(Stored items)

== Segment start ==

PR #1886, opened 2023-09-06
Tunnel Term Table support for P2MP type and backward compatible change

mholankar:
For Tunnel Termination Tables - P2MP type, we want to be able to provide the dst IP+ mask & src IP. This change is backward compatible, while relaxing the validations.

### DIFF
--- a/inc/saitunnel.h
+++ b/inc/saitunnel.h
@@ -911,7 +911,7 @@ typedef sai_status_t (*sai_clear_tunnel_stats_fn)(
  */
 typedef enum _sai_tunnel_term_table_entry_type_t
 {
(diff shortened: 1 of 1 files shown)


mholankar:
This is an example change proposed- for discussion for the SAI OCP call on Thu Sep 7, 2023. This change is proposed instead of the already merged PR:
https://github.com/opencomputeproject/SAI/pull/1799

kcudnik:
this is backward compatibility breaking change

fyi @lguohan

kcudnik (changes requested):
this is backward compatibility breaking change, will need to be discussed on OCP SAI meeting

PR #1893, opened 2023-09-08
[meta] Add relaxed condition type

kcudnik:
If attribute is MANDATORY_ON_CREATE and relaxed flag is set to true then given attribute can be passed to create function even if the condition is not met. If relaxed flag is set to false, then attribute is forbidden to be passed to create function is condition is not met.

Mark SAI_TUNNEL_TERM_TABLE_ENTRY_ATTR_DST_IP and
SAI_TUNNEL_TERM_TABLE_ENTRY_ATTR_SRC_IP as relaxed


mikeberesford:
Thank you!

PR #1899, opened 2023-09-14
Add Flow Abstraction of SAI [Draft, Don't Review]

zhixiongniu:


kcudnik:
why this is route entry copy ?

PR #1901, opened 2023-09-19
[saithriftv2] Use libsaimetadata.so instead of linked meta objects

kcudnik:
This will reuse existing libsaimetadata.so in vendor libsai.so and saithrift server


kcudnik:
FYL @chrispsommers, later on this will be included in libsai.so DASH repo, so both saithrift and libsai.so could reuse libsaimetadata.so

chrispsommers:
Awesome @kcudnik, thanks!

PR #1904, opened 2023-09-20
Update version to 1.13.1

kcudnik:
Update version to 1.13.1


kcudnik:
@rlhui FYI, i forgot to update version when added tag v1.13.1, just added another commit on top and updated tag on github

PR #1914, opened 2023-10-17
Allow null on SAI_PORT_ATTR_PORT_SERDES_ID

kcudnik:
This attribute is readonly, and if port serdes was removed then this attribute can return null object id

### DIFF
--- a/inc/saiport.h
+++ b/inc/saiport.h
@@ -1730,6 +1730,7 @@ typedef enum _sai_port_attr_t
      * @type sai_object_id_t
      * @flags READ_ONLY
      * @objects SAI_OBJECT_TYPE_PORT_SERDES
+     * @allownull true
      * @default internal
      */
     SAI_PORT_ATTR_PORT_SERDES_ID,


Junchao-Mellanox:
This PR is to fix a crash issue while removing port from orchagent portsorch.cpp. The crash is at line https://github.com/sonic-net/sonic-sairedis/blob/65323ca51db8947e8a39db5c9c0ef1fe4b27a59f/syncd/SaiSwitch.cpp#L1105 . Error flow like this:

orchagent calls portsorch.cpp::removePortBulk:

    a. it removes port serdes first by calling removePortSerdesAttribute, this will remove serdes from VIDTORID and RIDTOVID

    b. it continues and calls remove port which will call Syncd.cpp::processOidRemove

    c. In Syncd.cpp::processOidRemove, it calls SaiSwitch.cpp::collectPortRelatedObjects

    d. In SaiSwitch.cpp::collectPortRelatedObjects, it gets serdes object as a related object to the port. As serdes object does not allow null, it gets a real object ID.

== Segment end ==

*WORK INSTRUCTION:* Each line of the records that contains the string "reuse" must be copied.

*EXERCISE ANSWER:*
This will reuse existing libsaimetadata.so in vendor libsai.so and saithrift server
FYL @chrispsommers, later on this will be included in libsai.so DASH repo, so both saithrift and libsai.so could reuse libsaimetadata.so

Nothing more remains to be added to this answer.